== Segment start ==
PR #39409, opened 2025-10-09
chore: add telemetry for users search

fadymak:
Adds telemetry for searches conducted on `/dashboard/project/{ref}/auth/users` to better understand usage patterns and tune queries and UI to better fit the use cases.


apps/studio/components/interfaces/Auth/Users/UsersV2.tsx
```diff
@@ -182,6 +186,18 @@ export const UsersV2 = () => {
   // [Joshen] Only relevant for when selecting one user only
   const selectedUserFromCheckbox = users.find((u) => u.id === [...selectedUsers][0])
 
+  const telemetryProps = {
+    sort_column: sortColumn,
+    sort_order: sortOrder,
+    providers: selectedProviders,
+    user_type: filter,
```
seanoliver: It might be clearer to match the `"all"` behavior here to `undefined`, just like on L177 and L156 above. That way, it’s explicit that `"all"` means "no filter" rather than a literal `"all"` user type and it keeps the telemetry data consistent with the query payload.

You could use the same ternary logic:
```js
user_type: filter === 'all' ? undefined : filter
```

apps/studio/components/interfaces/Auth/Users/UsersV2.tsx
```diff
@@ -331,8 +347,18 @@ export const UsersV2 = () => {
...
-                      setFilterKeywords(search.trim().toLocaleLowerCase())
+                      const query = search.trim()
+                      setSearch(query)
+                      setFilterKeywords(query.toLocaleLowerCase())
+                      sendEvent({
+                        action: 'auth_users_searched',
+                        properties: {
+                          trigger: 'search_input',
+                          ...telemetryProps,
+                          keywords: query,
```
seanoliver: This could cause data consistency issues since we’re sending the non-lowercased `query` here, but all other calls use the lowercased value (set on L352 and passed through on L194).

For example, the first search event might send `JohnDoe@example.com`, but subsequent events (filter, refresh, etc.) would send `johndoe@example.com`.

seanoliver (approved):
Overall this LGTM! Just added a few thoughts on data cleanliness to make analysis easier down the line.

packages/common/telemetry-constants.ts
```diff
@@ -1901,6 +1901,49 @@ export interface ApiDocsCodeCopyButtonClickedEvent {
...
 
+/**
+ * User performed a search via the Auth Users page.
+ *
+ * @group Events
+ * @source studio
+ * @page /dashboard/project/{ref}/auth/users
+ */
+export interface AuthUsersSearchedEvent {
+  action: 'auth_users_searched'
```
seanoliver:
```suggestion
  action: 'auth_users_search_submitted'
```

packages/common/telemetry-constants.ts
```diff
@@ -1901,6 +1901,49 @@ export interface ApiDocsCodeCopyButtonClickedEvent {
...
 }
 
+/**
+ * User performed a search via the Auth Users page.
+ *
+ * @group Events
+ * @source studio
+ * @page /dashboard/project/{ref}/auth/users
+ */
+export interface AuthUsersSearchedEvent {
```
seanoliver: One quick note — I was chatting with @pamelachia and we were thinking it might be clearer to rename this to something like `AuthUsersSearchSubmittedEvent`. “Submitted” is the verb we already use in our event naming, and it better reflects the user action. This would also keep our event terminology consistent going forward.

```suggestion
export interface AuthUsersSearchSubmittedEvent {
```

packages/common/telemetry-constants.ts
```diff
@@ -2014,3 +2057,4 @@ export type TelemetryEvent =
   | TableCreatedEvent
   | TableDataAddedEvent
   | TableRLSEnabledEvent
+  | AuthUsersSearchedEvent
```
seanoliver:
```suggestion
  | AuthUsersSearchSubmittedEvent
```

apps/studio/components/interfaces/Auth/Users/UsersV2.tsx
```diff
@@ -448,7 +499,23 @@ export const UsersV2 = () => {
...
                   </DropdownMenuTrigger>
                   <DropdownMenuContent className="w-44" align="start">
-                    <DropdownMenuRadioGroup value={sortByValue} onValueChange={setSortByValue}>
+                    <DropdownMenuRadioGroup
+                      value={sortByValue}
+                      onValueChange={(value) => {
+                        const [sortColumn, sortOrder] = value.split(':')
+                        setSortByValue(value)
+                        sendEvent({
+                          action: 'auth_users_searched',
```
seanoliver:
```suggestion
                          action: 'auth_users_search_submitted',
```

apps/studio/components/interfaces/Auth/Users/UsersV2.tsx
```diff
@@ -389,7 +429,18 @@ export const UsersV2 = () => {
                     labelClass="text-xs"
                     maxHeightClass="h-[190px]"
                     className="w-52"
-                    onSaveFilters={setSelectedProviders}
+                    onSaveFilters={(providers) => {
+                      setSelectedProviders(providers)
+                      sendEvent({
+                        action: 'auth_users_searched',
```
seanoliver:
```suggestion
                        action: 'auth_users_search_submitted',
```

apps/studio/components/interfaces/Auth/Users/UsersV2.tsx
```diff
@@ -349,7 +375,21 @@ export const UsersV2 = () => {
                 />
 
                 {showUserTypeFilter && (
-                  <Select_Shadcn_ value={filter} onValueChange={(val) => setFilter(val as Filter)}>
+                  <Select_Shadcn_
+                    value={filter}
+                    onValueChange={(val) => {
+                      setFilter(val as Filter)
+                      sendEvent({
+                        action: 'auth_users_searched',
```
seanoliver:
```suggestion
                        action: 'auth_users_search_submitted',
```

apps/studio/components/interfaces/Auth/Users/UsersV2.tsx
```diff
@@ -331,8 +347,18 @@ export const UsersV2 = () => {
                   onChange={(e) => setSearch(e.target.value)}
                   onKeyDown={(e) => {
                     if (e.code === 'Enter' || e.code === 'NumpadEnter') {
-                      setSearch(search.trim())
-                      setFilterKeywords(search.trim().toLocaleLowerCase())
+                      const query = search.trim()
+                      setSearch(query)
+                      setFilterKeywords(query.toLocaleLowerCase())
+                      sendEvent({
+                        action: 'auth_users_searched',
```
seanoliver:
```suggestion
                        action: 'auth_users_search_submitted',
```

seanoliver (changes requested):
One last thing — we’ve been trying to keep our event naming verbs consistent across the codebase, and “submitted” is the pattern we use for user-initiated actions. I missed this on my first pass — sorry about that.

I went ahead and updated the references to `AuthUsersSearchSubmittedEvent` to align with the convention. Let me know if this causes any issues on your side.

cc @pamelachia for visibility

apps/studio/components/interfaces/Auth/Users/UsersV2.tsx
fadymak: Good call! I'll update the code accordingly 👌

apps/studio/components/interfaces/Auth/Users/UsersV2.tsx
fadymak: Good catch! Fixed ✅

fadymak:
Thanks for the feedback @seanoliver — really helpful! 💚 I believe I've applied all the suggestions, let me know if I missed anything!

One small note: I've added an additional field `filter_column` which was part of the recent refactor/changes to this page.

apps/studio/components/interfaces/Auth/Users/UsersV2.tsx
```diff
@@ -292,7 +309,15 @@ export const UsersV2 = () => {
                   setSearch={setSearch}
                   setFilterKeywords={(s) => {
                     setFilterKeywords(s)
-                    setSelectedUser(undefined)
```
ivasilov, line 295: I'm guessing this was accidentally removed? 

It causes a bug where if you open a user info and then search, if you have zero results, it shows empty side panel.

ivasilov (approved):

apps/studio/components/interfaces/Auth/Users/UsersV2.tsx
fadymak: Good catch! This was indeed unintentional during the rebase 🙇

apps/studio/components/interfaces/Auth/Users/UsersV2.tsx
== Segment end ==
— DIRECTIONS FOR THIS TASK —
Could you print every record above exactly as it appears?

— WRITTEN SOLUTION —
PR #39409, opened 2025-10-09
chore: add telemetry for users search

fadymak:
Adds telemetry for searches conducted on `/dashboard/project/{ref}/auth/users` to better understand usage patterns and tune queries and UI to better fit the use cases.


apps/studio/components/interfaces/Auth/Users/UsersV2.tsx
```diff
@@ -182,6 +186,18 @@ export const UsersV2 = () => {
   // [Joshen] Only relevant for when selecting one user only
   const selectedUserFromCheckbox = users.find((u) => u.id === [...selectedUsers][0])
 
+  const telemetryProps = {
+    sort_column: sortColumn,
+    sort_order: sortOrder,
+    providers: selectedProviders,
+    user_type: filter,
```
seanoliver: It might be clearer to match the `"all"` behavior here to `undefined`, just like on L177 and L156 above. That way, it’s explicit that `"all"` means "no filter" rather than a literal `"all"` user type and it keeps the telemetry data consistent with the query payload.

You could use the same ternary logic:
```js
user_type: filter === 'all' ? undefined : filter
```

apps/studio/components/interfaces/Auth/Users/UsersV2.tsx
```diff
@@ -331,8 +347,18 @@ export const UsersV2 = () => {
...
-                      setFilterKeywords(search.trim().toLocaleLowerCase())
+                      const query = search.trim()
+                      setSearch(query)
+                      setFilterKeywords(query.toLocaleLowerCase())
+                      sendEvent({
+                        action: 'auth_users_searched',
+                        properties: {
+                          trigger: 'search_input',
+                          ...telemetryProps,
+                          keywords: query,
```
seanoliver: This could cause data consistency issues since we’re sending the non-lowercased `query` here, but all other calls use the lowercased value (set on L352 and passed through on L194).

For example, the first search event might send `JohnDoe@example.com`, but subsequent events (filter, refresh, etc.) would send `johndoe@example.com`.

seanoliver (approved):
Overall this LGTM! Just added a few thoughts on data cleanliness to make analysis easier down the line.

packages/common/telemetry-constants.ts
```diff
@@ -1901,6 +1901,49 @@ export interface ApiDocsCodeCopyButtonClickedEvent {
...
 
+/**
+ * User performed a search via the Auth Users page.
+ *
+ * @group Events
+ * @source studio
+ * @page /dashboard/project/{ref}/auth/users
+ */
+export interface AuthUsersSearchedEvent {
+  action: 'auth_users_searched'
```
seanoliver:
```suggestion
  action: 'auth_users_search_submitted'
```

packages/common/telemetry-constants.ts
```diff
@@ -1901,6 +1901,49 @@ export interface ApiDocsCodeCopyButtonClickedEvent {
...
 }
 
+/**
+ * User performed a search via the Auth Users page.
+ *
+ * @group Events
+ * @source studio
+ * @page /dashboard/project/{ref}/auth/users
+ */
+export interface AuthUsersSearchedEvent {
```
seanoliver: One quick note — I was chatting with @pamelachia and we were thinking it might be clearer to rename this to something like `AuthUsersSearchSubmittedEvent`. “Submitted” is the verb we already use in our event naming, and it better reflects the user action. This would also keep our event terminology consistent going forward.

```suggestion
export interface AuthUsersSearchSubmittedEvent {
```

packages/common/telemetry-constants.ts
```diff
@@ -2014,3 +2057,4 @@ export type TelemetryEvent =
   | TableCreatedEvent
   | TableDataAddedEvent
   | TableRLSEnabledEvent
+  | AuthUsersSearchedEvent
```
seanoliver:
```suggestion
  | AuthUsersSearchSubmittedEvent
```

apps/studio/components/interfaces/Auth/Users/UsersV2.tsx
```diff
@@ -448,7 +499,23 @@ export const UsersV2 = () => {
...
                   </DropdownMenuTrigger>
                   <DropdownMenuContent className="w-44" align="start">
-                    <DropdownMenuRadioGroup value={sortByValue} onValueChange={setSortByValue}>
+                    <DropdownMenuRadioGroup
+                      value={sortByValue}
+                      onValueChange={(value) => {
+                        const [sortColumn, sortOrder] = value.split(':')
+                        setSortByValue(value)
+                        sendEvent({
+                          action: 'auth_users_searched',
```
seanoliver:
```suggestion
                          action: 'auth_users_search_submitted',
```

apps/studio/components/interfaces/Auth/Users/UsersV2.tsx
```diff
@@ -389,7 +429,18 @@ export const UsersV2 = () => {
                     labelClass="text-xs"
                     maxHeightClass="h-[190px]"
                     className="w-52"
-                    onSaveFilters={setSelectedProviders}
+                    onSaveFilters={(providers) => {
+                      setSelectedProviders(providers)
+                      sendEvent({
+                        action: 'auth_users_searched',
```
seanoliver:
```suggestion
                        action: 'auth_users_search_submitted',
```

apps/studio/components/interfaces/Auth/Users/UsersV2.tsx
```diff
@@ -349,7 +375,21 @@ export const UsersV2 = () => {
                 />
 
                 {showUserTypeFilter && (
-                  <Select_Shadcn_ value={filter} onValueChange={(val) => setFilter(val as Filter)}>
+                  <Select_Shadcn_
+                    value={filter}
+                    onValueChange={(val) => {
+                      setFilter(val as Filter)
+                      sendEvent({
+                        action: 'auth_users_searched',
```
seanoliver:
```suggestion
                        action: 'auth_users_search_submitted',
```

apps/studio/components/interfaces/Auth/Users/UsersV2.tsx
```diff
@@ -331,8 +347,18 @@ export const UsersV2 = () => {
                   onChange={(e) => setSearch(e.target.value)}
                   onKeyDown={(e) => {
                     if (e.code === 'Enter' || e.code === 'NumpadEnter') {
-                      setSearch(search.trim())
-                      setFilterKeywords(search.trim().toLocaleLowerCase())
+                      const query = search.trim()
+                      setSearch(query)
+                      setFilterKeywords(query.toLocaleLowerCase())
+                      sendEvent({
+                        action: 'auth_users_searched',
```
seanoliver:
```suggestion
                        action: 'auth_users_search_submitted',
```

seanoliver (changes requested):
One last thing — we’ve been trying to keep our event naming verbs consistent across the codebase, and “submitted” is the pattern we use for user-initiated actions. I missed this on my first pass — sorry about that.

I went ahead and updated the references to `AuthUsersSearchSubmittedEvent` to align with the convention. Let me know if this causes any issues on your side.

cc @pamelachia for visibility

apps/studio/components/interfaces/Auth/Users/UsersV2.tsx
fadymak: Good call! I'll update the code accordingly 👌

apps/studio/components/interfaces/Auth/Users/UsersV2.tsx
fadymak: Good catch! Fixed ✅

fadymak:
Thanks for the feedback @seanoliver — really helpful! 💚 I believe I've applied all the suggestions, let me know if I missed anything!

One small note: I've added an additional field `filter_column` which was part of the recent refactor/changes to this page.

apps/studio/components/interfaces/Auth/Users/UsersV2.tsx
```diff
@@ -292,7 +309,15 @@ export const UsersV2 = () => {
                   setSearch={setSearch}
                   setFilterKeywords={(s) => {
                     setFilterKeywords(s)
-                    setSelectedUser(undefined)
```
ivasilov, line 295: I'm guessing this was accidentally removed? 

It causes a bug where if you open a user info and then search, if you have zero results, it shows empty side panel.

ivasilov (approved):

apps/studio/components/interfaces/Auth/Users/UsersV2.tsx
fadymak: Good catch! This was indeed unintentional during the rebase 🙇

apps/studio/components/interfaces/Auth/Users/UsersV2.tsx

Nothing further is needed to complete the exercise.